■ Exercise requirements: The records that follow need to be output exactly as they are.

Source data Block Start

PR #101, opened 2023-05-22
An AD compatible besselk implementation for any order or argument (real values)

heltonmc:
This PR hopefully completes the `besselk` implementation to be fully AD compatible. There will of course be some things to continue to check with the derivative results but that should be fully on the AD side that we can solve those things. Perhaps the only thing will be to alter cutoffs if the derivative information is not as accurate.

Lot's of things to continue to go through. This implementation is actually more accurate and faster than the previous version for all cases except for arguments `x<1.5` and for integer orders. This is really the cost of having it be AD compatible to not rely on forward recurrence using `besselk0` and `besselk1` and have to rely on the more complicated series for these values. 

A good testing framework for this is tough.... Arb really struggles with `besselk` in general requiring a really high precision that crashes my computer each time for large arguments. The AMOS routines are pretty good so we could at least continue checking against those. Will have to work through that more.

Some benchmarks.
```julia
# this PR
julia> @benchmark Bessels.besselk(v, x) setup=(v=rand()*20; x=rand()*20)
 Range (min … max):  21.837 ns … 134.204 ns  ┊ GC (min … max): 0.00% … 0.00%
 Time  (median):     52.585 ns               ┊ GC (median):    0.00%
 Time  (mean ± σ):   72.729 ns ±  24.429 ns  ┊ GC (mean ± σ):  0.00% ± 0.00%

     ▁▁                █ ▂             ▂▁     ▁▁        ▂▅▆▄▄▄ ▂
  ▅▆▇███▇▅▃▁▁▁▁▁▁▁▁▁▁▁▁█▆█▇▇▇▇▆▅▇▆▇███▇████▆█████▅▁▁▁▁▃███████ █
  21.8 ns       Histogram: log(frequency) by time       106 ns <

# master

julia> @benchmark Bessels.besselk(v, x) setup=(v=rand()*20; x=rand()*20)
BenchmarkTools.Trial: 10000 samples with 982 evaluations.
 Range (min … max):   54.990 ns … 195.010 ns  ┊ GC (min … max): 0.00% … 0.00%
 Time  (median):     120.163 ns               ┊ GC (median):    0.00%
 Time  (mean ± σ):   120.468 ns ±  18.256 ns  ┊ GC (mean ± σ):  0.00% ± 0.00%

                               ▃▁▇▃▂█▆▇▅▅▅▇▅▂  ▁  ▃ ▃▃▁▂         
  ▂▂▂▂▁▂▃▂▂▁▃▄▂▂▄▃▂▃▅▃▃▄▆▃▆▄▅▆████████████████▇█▇████████▆▆▅▄▃▃ ▅
  55 ns            Histogram: frequency by time          157 ns <

```

### DIFF
--- a/src/BesselFunctions/besselk.jl
+++ b/src/BesselFunctions/besselk.jl
@@ -232,28 +232,107 @@ _besselk(nu::Union{Int16, Float16}, x::Union{Int16, Float16}) = Float16(_besselk
 
 _besselk(nu::AbstractRange, x::T) where T = besselk!(zeros(T, length(nu)), nu, x)
 
-function _besselk(nu::T, x::T) where T <: Union{Float32, Float64}
-    isinteger(nu) && return _besselk(Int(nu), x)
-    abs_nu = abs(nu)
-    abs_x = abs(x)
+function _besselk(v::T, x::T) where T <: Union{Float32, Float64}
+    v = abs(v)
+    x < 0 && return throw(DomainError(x, "Complex result returned for real arguments. Complex arguments are currently not supported"))
 
-    if x >= 0
-        return besselk_positive_args(abs_nu, abs_x)
+    if besselk_large_args_cutoff(v, x) return besselk_large_args(v, x)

Source data Block End

■ Expected answer:
PR #101, opened 2023-05-22
An AD compatible besselk implementation for any order or argument (real values)

heltonmc:
This PR hopefully completes the `besselk` implementation to be fully AD compatible. There will of course be some things to continue to check with the derivative results but that should be fully on the AD side that we can solve those things. Perhaps the only thing will be to alter cutoffs if the derivative information is not as accurate.

Lot's of things to continue to go through. This implementation is actually more accurate and faster than the previous version for all cases except for arguments `x<1.5` and for integer orders. This is really the cost of having it be AD compatible to not rely on forward recurrence using `besselk0` and `besselk1` and have to rely on the more complicated series for these values. 

A good testing framework for this is tough.... Arb really struggles with `besselk` in general requiring a really high precision that crashes my computer each time for large arguments. The AMOS routines are pretty good so we could at least continue checking against those. Will have to work through that more.

Some benchmarks.
```julia
# this PR
julia> @benchmark Bessels.besselk(v, x) setup=(v=rand()*20; x=rand()*20)
 Range (min … max):  21.837 ns … 134.204 ns  ┊ GC (min … max): 0.00% … 0.00%
 Time  (median):     52.585 ns               ┊ GC (median):    0.00%
 Time  (mean ± σ):   72.729 ns ±  24.429 ns  ┊ GC (mean ± σ):  0.00% ± 0.00%

     ▁▁                █ ▂             ▂▁     ▁▁        ▂▅▆▄▄▄ ▂
  ▅▆▇███▇▅▃▁▁▁▁▁▁▁▁▁▁▁▁█▆█▇▇▇▇▆▅▇▆▇███▇████▆█████▅▁▁▁▁▃███████ █
  21.8 ns       Histogram: log(frequency) by time       106 ns <

# master

julia> @benchmark Bessels.besselk(v, x) setup=(v=rand()*20; x=rand()*20)
BenchmarkTools.Trial: 10000 samples with 982 evaluations.
 Range (min … max):   54.990 ns … 195.010 ns  ┊ GC (min … max): 0.00% … 0.00%
 Time  (median):     120.163 ns               ┊ GC (median):    0.00%
 Time  (mean ± σ):   120.468 ns ±  18.256 ns  ┊ GC (mean ± σ):  0.00% ± 0.00%

                               ▃▁▇▃▂█▆▇▅▅▅▇▅▂  ▁  ▃ ▃▃▁▂         
  ▂▂▂▂▁▂▃▂▂▁▃▄▂▂▄▃▂▃▅▃▃▄▆▃▆▄▅▆████████████████▇█▇████████▆▆▅▄▃▃ ▅
  55 ns            Histogram: frequency by time          157 ns <

```

### DIFF
--- a/src/BesselFunctions/besselk.jl
+++ b/src/BesselFunctions/besselk.jl
@@ -232,28 +232,107 @@ _besselk(nu::Union{Int16, Float16}, x::Union{Int16, Float16}) = Float16(_besselk
 
 _besselk(nu::AbstractRange, x::T) where T = besselk!(zeros(T, length(nu)), nu, x)
 
-function _besselk(nu::T, x::T) where T <: Union{Float32, Float64}
-    isinteger(nu) && return _besselk(Int(nu), x)
-    abs_nu = abs(nu)
-    abs_x = abs(x)
+function _besselk(v::T, x::T) where T <: Union{Float32, Float64}
+    v = abs(v)
+    x < 0 && return throw(DomainError(x, "Complex result returned for real arguments. Complex arguments are currently not supported"))
 
-    if x >= 0
-        return besselk_positive_args(abs_nu, abs_x)
+    if besselk_large_args_cutoff(v, x) return besselk_large_args(v, x)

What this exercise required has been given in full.